With Let's Encrypt, I generate my own encryption keys and never show the
private key to anyone. LE just signs the public key. The risk is that they
might also sign _someone else 's_ public key as being valid for my domain. But
my servers will reject any traffic that isn't encrypted with my real public
key. The best an attacker could do is set up a phishing operation.

But _any_ CA can improperly sign a public key as being valid for my domain,
not just LE. This is just a result of the CA system being broken by design.

On the other hand, Cloudflare is usually only useful if you let them terminate
TLS on your behalf. So you have to give them your private key, and they really
do have access to all of your traffic. At this point, they can do whatever
they want with it, largely undetectably (i.e. without the risk of releasing
obviously fake certificates into the wild).

------
peanut-walrus
So they start with talking about ESNI and then kinda completely gloss over it
afterwards. Yeah you can reuse the TLS session if several sites are using the
same CDN, however, this is again relying on centralization for privacy.

The cool thing about DNS architecture is the fact that it is decentralized.
Mozilla's plan with DoH tries to fix missing features in DNS by getting rid of
arguably the biggest killer feature DNS has.
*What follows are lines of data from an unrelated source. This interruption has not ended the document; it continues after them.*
PR #1849, opened 2021-01-28
[RHPAM-3425] PerCaseRuntimeManager getting stuck because bad cleanup (error 504)

elguardian:
Jira https://issues.redhat.com/browse/RHPAM-3425

### DIFF
--- a/jbpm-runtime-manager/src/main/java/org/jbpm/runtime/manager/impl/PerCaseRuntimeManager.java
+++ b/jbpm-runtime-manager/src/main/java/org/jbpm/runtime/manager/impl/PerCaseRuntimeManager.java
@@ -185,6 +185,7 @@ public class PerCaseRuntimeManager extends AbstractRuntimeManager {
             processInstanceId = (Long) contextId;
         }
         Long ksessionId = mapper.findMapping(context, this.identifier);
+        ((RuntimeEngineImpl) runtime).setLockedKieSessionId(ksessionId);
         createLockOnGetEngine(ksessionId, runtime);
         saveLocalRuntime(caseId, processInstanceId, runtime);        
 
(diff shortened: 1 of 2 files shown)


jbpm-runtime-manager/src/main/java/org/jbpm/runtime/manager/impl/PerCaseRuntimeManager.java
```diff
@@ -185,6 +185,7 @@ public RuntimeEngine getRuntimeEngine(Context<?> context) {
             processInstanceId = (Long) contextId;
         }
         Long ksessionId = mapper.findMapping(context, this.identifier);
+        ((RuntimeEngineImpl) runtime).setLockedKieSessionId(ksessionId);
```
krisv, line 188: @elguardian you're setting locked kieSessionId just before calling createLockOnGetEngine(..), and then using this lockedSessionId to release the lock, are we sure this is the only way to create a lock? Because if we miss one then trying to dispose the engine could break later if lockedKieSessionId is now null?  I assumed the MaintainMappingListener was also creating a lock on beforeProcessStarted, but it doesn't seem to be doing that for cases, only for per process.  Were you explicitly trying to limit the changes only for PerCaseRuntimeStrategy? Or would trying to move it to AbstractRuntimeManager make sense, where we can do it just before locking the runtime so it will work like this across the board?  I guess both have somewhat different risks so probably either approach could work, just trying to make sure we doublecheck to avoid issues later.

elguardian: it is not a good fix.

elguardian:
This prooved not to solve all the issues. give another round.

elguardian:
supperseeded by https://github.com/kiegroup/jbpm/pull/1850

PR #1850, opened 2021-01-29
[JBPM-9576] PerCaseRuntimeManager getting stuck because bad cleanup

elguardian:
Jira: https://issues.redhat.com/browse/JBPM-9576

This fixes
1) get lock / release lock when a process instance is being close during operation
2) new kie sessions created because removal mapping info in the case of case kie session scope


jbpm-runtime-manager/src/main/java/org/jbpm/runtime/manager/impl/mapper/JPAMapper.java
```diff
@@ -81,23 +87,53 @@ public Long findMapping(Context context, String ownerId) {
...
+                return null;
+            }
+
+            Query findQuery = em.createNamedQuery("FindContextMapingByAuditContextId", ContextMappingInfo.class)
+                                .setParameter("contextId", context.getContextId().toString())
+                                .setParameter("ownerId", ownerId);
+
+            ContextMappingInfo contextMappingInfo = (ContextMappingInfo) findQuery.getSingleResult();
+            if (contextMappingInfo != null) {
+                return contextMappingInfo.getKsessionId();
```
MarianMacik, line 106: Not sure if for the future we shouldn't directly return just Long from the DB. This could probably improve performance.

jbpm-runtime-manager/src/main/java/org/jbpm/runtime/manager/impl/PerCaseRuntimeManager.java
```diff
@@ -116,66 +115,31 @@ public RuntimeEngine getRuntimeEngine(Context<?> context) {
...
+            logger.debug("Runtime engine found in local {} with context {}", localRuntime, contextId);
+            return localRuntime;
+        }
+
+        Long ksessionId = mapper.findMapping(context, this.getIdentifier());
+        if(ksessionId == null && mapper instanceof InternalMapper) {
+            // we fall back as process instance must be closed but not really case and kie session must be still there.
+            logger.debug("PerCaseRuntimeManager KieSessionId found fallingback for context {} and owner {}", context.getContextId(), getIdentifier());
+            ksessionId = ((InternalMapper) mapper).findLogMapping(context, identifier);
+        }
```
MarianMacik, line 130: Maybe we could put this into a separate method and defer this further in case we don't want to eagerly initialize the ksession? Before it was done in initializer.

jbpm-runtime-manager/src/main/java/org/jbpm/runtime/manager/impl/PerCaseRuntimeManager.java
```diff
@@ -324,12 +367,14 @@ public boolean validate(Long ksessionId, Long processInstanceId) {
 
         @Override
         public void afterProcessCompleted(ProcessCompletedEvent event) {
+            logger.debug("Removing persistence mapping for kieSessionId {} runtime engine {} manager {} and case id",ksessionId, runtime, managerId, caseId);
```
gmunozfe, line 370: Missing placeholder for the last param

jbpm-runtime-manager/src/main/java/org/jbpm/runtime/manager/impl/PerCaseRuntimeManager.java
```diff
@@ -324,12 +367,14 @@ public boolean validate(Long ksessionId, Long processInstanceId) {
...
             mapper.removeMapping(new EnvironmentAwareProcessInstanceContext(event.getKieRuntime().getEnvironment(), event.getProcessInstance().getId()), managerId);
-            removeLocalRuntime(runtime, event.getProcessInstance().getId());                       
+            removeLocalRuntime(runtime, event.getProcessInstance().getId());
         }
 
         @Override
         public void beforeProcessStarted(ProcessStartedEvent event) {
+            logger.debug("Saving persistence mapping for kieSessionId {} runtime engine {} manager {} and case id",ksessionId, runtime, managerId, caseId);
```
gmunozfe, line 377: Same here, missing placeholder for the last param

jbpm-runtime-manager/src/main/java/org/jbpm/runtime/manager/impl/jpa/ContextMappingInfo.java
```diff
@@ -44,19 +44,15 @@
...
-    {@NamedQuery(name="FindContextMapingByContextId", 
-                query="from ContextMappingInfo where contextId = :contextId"
-                		+ " and ownerId = :ownerId"),
-                @NamedQuery(name="FindContextMapingByKSessionId", 
-                query="from ContextMappingInfo where ksessionId = :ksessionId"
-                		+ " and ownerId = :ownerId"),
-                @NamedQuery(name="FindKSessionToInit", 
-                query="select cmInfo.ksessionId from ContextMappingInfo cmInfo, "
+    {@NamedQuery(name="FindContextMapingByContextId", query="from ContextMappingInfo where contextId = :contextId and ownerId = :ownerId"),
+     @NamedQuery(name="FindContextMapingByAuditContextId", query="select o from ContextMappingInfo o join ProcessInstanceLog log on log.correlationKey = o.contextId where CONCAT(log.processInstanceId, '') = :contextId and o.ownerId = :ownerId"),
```
gmunozfe, line 48: Is there another way to convert _log.processInstanceId_ to String not using CONCAT function?

jbpm-runtime-manager/src/main/java/org/jbpm/runtime/manager/impl/PerCaseRuntimeManager.java
```diff
@@ -116,66 +115,31 @@ public RuntimeEngine getRuntimeEngine(Context<?> context) {
...
+        RuntimeEngine localRuntime = findLocalRuntime(contextId);
+        if (localRuntime != null) {
+            logger.debug("Runtime engine found in local {} with context {}", localRuntime, contextId);
+            return localRuntime;
+        }
+
+        Long ksessionId = mapper.findMapping(context, this.getIdentifier());
+        if(ksessionId == null && mapper instanceof InternalMapper) {
+            // we fall back as process instance must be closed but not really case and kie session must be still there.
+            logger.debug("PerCaseRuntimeManager KieSessionId found fallingback for context {} and owner {}", context.getContextId(), getIdentifier());
```
gmunozfe, line 128: Trace message is not clear, it should state that kieSessionId is null (or not found)

jbpm-runtime-manager/src/main/java/org/jbpm/runtime/manager/impl/mapper/InternalMapper.java
```diff
@@ -18,10 +18,20 @@
...
 import org.kie.internal.runtime.manager.Mapper;
 
 
 public abstract class InternalMapper implements Mapper {
 
     public abstract List<String> findContextIdForEvent(String eventType, String ownerId);
+
+    /**
+     * Finds ksession for given context
+     * @param context instance of the context
```
gmunozfe, line 31: Missing ownerId param in the javadoc

jbpm-runtime-manager/src/main/java/org/jbpm/runtime/manager/impl/mapper/JPAMapper.java
```diff
@@ -81,23 +87,53 @@ public Long findMapping(Context context, String ownerId) {
...
+            }
+            return null;
+        } catch (NoResultException e) {
+            return null;
+        } catch (NonUniqueResultException e) {
+            return null;
```
gmunozfe, line 112: May use catch multiple exceptions

jbpm-runtime-manager/src/main/java/org/jbpm/runtime/manager/impl/PerCaseRuntimeManager.java
```diff
@@ -116,66 +115,31 @@ public RuntimeEngine getRuntimeEngine(Context<?> context) {
...
-                    ksession = factory.findKieSessionById(ksessionId);
-                }
-            }
+        RuntimeEngine localRuntime = findLocalRuntime(contextId);
+        if (localRuntime != null) {
+            logger.debug("Runtime engine found in local {} with context {}", localRuntime, contextId);
+            return localRuntime;
+        }
+
+        Long ksessionId = mapper.findMapping(context, this.getIdentifier());
```
gmunozfe, line 125: This is now out of the synchronized block, wouldn't it be an issue in concurrent scenarios?

jbpm-runtime-manager/src/main/java/org/jbpm/runtime/manager/impl/PerCaseRuntimeManager.java
```diff
@@ -116,66 +115,31 @@ public RuntimeEngine getRuntimeEngine(Context<?> context) {
...
+        if(ksessionId == null && mapper instanceof InternalMapper) {
+            // we fall back as process instance must be closed but not really case and kie session must be still there.
+            logger.debug("PerCaseRuntimeManager KieSessionId found fallingback for context {} and owner {}", context.getContextId(), getIdentifier());
+            ksessionId = ((InternalMapper) mapper).findLogMapping(context, identifier);
```
gmunozfe, line 129: Same here, out of the synchronized block.

jbpm-runtime-manager/src/main/java/org/jbpm/runtime/manager/impl/mapper/JPAMapper.java
```diff
@@ -25,6 +25,7 @@
 import javax.persistence.NonUniqueResultException;
 import javax.persistence.Query;
 
+import org.jbpm.runtime.manager.impl.PerCaseRuntimeManager;
```
gmunozfe, line 28: Remove it, not used

gmunozfe (commented):
Looks good, just minor things related to trace accuracy.
Also a question about findMapping, findLogMapping outside the synchronized block

jbpm-case-mgmt/jbpm-case-mgmt-impl/src/test/resources/logback-test.xml
```diff
@@ -9,7 +9,7 @@
     </encoder>
   </appender>
 
-  <logger name="org.jbpm" level="info"/>
+  <logger name="org.jbpm" level="debug"/>
```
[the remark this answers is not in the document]
elguardian: done

jbpm-runtime-manager/src/main/java/org/jbpm/runtime/manager/impl/AbstractRuntimeManager.java
```diff
@@ -426,52 +426,60 @@ public void setKieContainer(KieContainer kieContainer) {
...
-        if (!isUseLocking()) {
-            logger.debug("Locking on runtime manager disabled");
-            return;
-        }
-        
         if (context instanceof ProcessInstanceIdContext) {
             Long piId = ((ProcessInstanceIdContext) context).getContextId();
             createLockOnGetEngine(piId, runtime);
+        } else {
+            logger.debug("Trying to release lock with a non proper context onn runtime manager engine {}", runtime);
```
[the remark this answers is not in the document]
elguardian: typo fixed

jbpm-runtime-manager/src/test/java/org/jbpm/runtime/manager/impl/TimerInitFailureRuntimeManagerTest.java
```diff
@@ -184,7 +184,6 @@ private RuntimeEnvironment createEnvironment(NodeLeftCountDownProcessEventListen
                 .entityManagerFactory(emf)
                 .userGroupCallback(userGroupCallback)
                 .registerableItemsFactory(new DefaultRegisterableItemsFactory(){
-
```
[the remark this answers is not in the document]
elguardian: removed from index.

jbpm-runtime-manager/src/main/java/org/jbpm/runtime/manager/impl/mapper/JPAMapper.java
```diff
@@ -81,23 +87,53 @@ public Long findMapping(Context context, String ownerId) {
...
+            em.remove(contextMappingInfo);
         }
         if (!info.isShared()) {
     		em.close();
     	}
     }
     
-    protected Context resolveContext(Context orig, EntityManager em) {
+    @SuppressWarnings("unchecked")
+    protected <T> Context<T> resolveContext(Context orig, EntityManager em) {
```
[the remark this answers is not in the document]
elguardian: avoids cast in caller.

jbpm-runtime-manager/src/main/java/org/jbpm/runtime/manager/impl/mapper/JPAMapper.java
elguardian: context mapping info is necessary stuff for computing the kie session, either you get 3 fields or one, I don't think we will get much different. In any case without numbers is difficult to say

jbpm-runtime-manager/src/main/java/org/jbpm/runtime/manager/impl/PerCaseRuntimeManager.java
elguardian: It has always been done during building of the runtime engine (not init) before getting the lock
https://github.com/kiegroup/jbpm/blob/7.44.0.Final/jbpm-runtime-manager/src/main/java/org/jbpm/runtime/manager/impl/PerCaseRuntimeManager.java#L187
So it is mandatory to compute the kie session id. Here we are not initializing anything. 
Actually lazy init performed this query twice:
https://github.com/kiegroup/jbpm/blob/7.44.0.Final/jbpm-runtime-manager/src/main/java/org/jbpm/runtime/manager/impl/PerCaseRuntimeManager.java#L669 (here two)
so we removed one query actually

jbpm-runtime-manager/src/main/java/org/jbpm/runtime/manager/impl/PerCaseRuntimeManager.java
elguardian: added

jbpm-runtime-manager/src/main/java/org/jbpm/runtime/manager/impl/PerCaseRuntimeManager.java
elguardian: added

jbpm-runtime-manager/src/main/java/org/jbpm/runtime/manager/impl/PerCaseRuntimeManager.java
elguardian: changed to not found.

jbpm-runtime-manager/src/main/java/org/jbpm/runtime/manager/impl/mapper/JPAMapper.java
elguardian: done

jbpm-runtime-manager/src/main/java/org/jbpm/runtime/manager/impl/mapper/JPAMapper.java
elguardian: removed

jbpm-runtime-manager/src/main/java/org/jbpm/runtime/manager/impl/PerCaseRuntimeManager.java
elguardian: The integrity of the mapping existence is controlled by DB so there is no need for this to be in a sync block. Any operation adding / removing the mapping is atomic to the transaction so that is not going to change during this tx no matter how many calls you do.
The sync block in this case does not make much sense.

jbpm-runtime-manager/src/main/java/org/jbpm/runtime/manager/impl/PerCaseRuntimeManager.java
elguardian: The integrity of the mapping existence is controlled by DB so there is no need for this to be in a sync block. Any operation adding / removing the mapping is atomic to the transaction so that is not going to change during this tx no matter how many calls you do.
The sync block in this case does not make much sense.

jbpm-runtime-manager/src/main/java/org/jbpm/runtime/manager/impl/mapper/JPAMapper.java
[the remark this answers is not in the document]
MarianMacik: I tried this locally. If you leave this returning just `Context` and then in the `saveMapping` method just write:

```
Context resolvedContext = resolveContext(context, em);
em.persist(new ContextMappingInfo(resolvedContext.getContextId().toString(),ksessionId, ownerId));
```
It will work without any type parameters.

jbpm-runtime-manager/src/main/java/org/jbpm/runtime/manager/impl/mapper/JPAMapper.java
MarianMacik: Might be.

jbpm-runtime-manager/src/main/java/org/jbpm/runtime/manager/impl/PerCaseRuntimeManager.java
MarianMacik: Actually same holds for eager initialization. Once it was called in init block, then just before getting the lock. So makes sense.

MarianMacik (approved):
Looks good to me. We can just get rid of the `Context<Object>`, so I would do that as it is easier to read.

jbpm-runtime-manager/src/main/java/org/jbpm/runtime/manager/impl/jpa/ContextMappingInfo.java
elguardian: that could work in every db, no.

Furthermore, several governments use DNS right now to block websites deemed
illegal in their country. Not just authoritarian states that attempt to censor
material critical to the regime, but also western countries (copyright
infringement, child porn, gambling, etc). Does Mozilla and Cloudflare
seriously think they will just go "oh ok, I guess everything is unblocked
again now". No, they will either force Cloudflare to do the same or force
local ISPs to implement even stronger filtering controls.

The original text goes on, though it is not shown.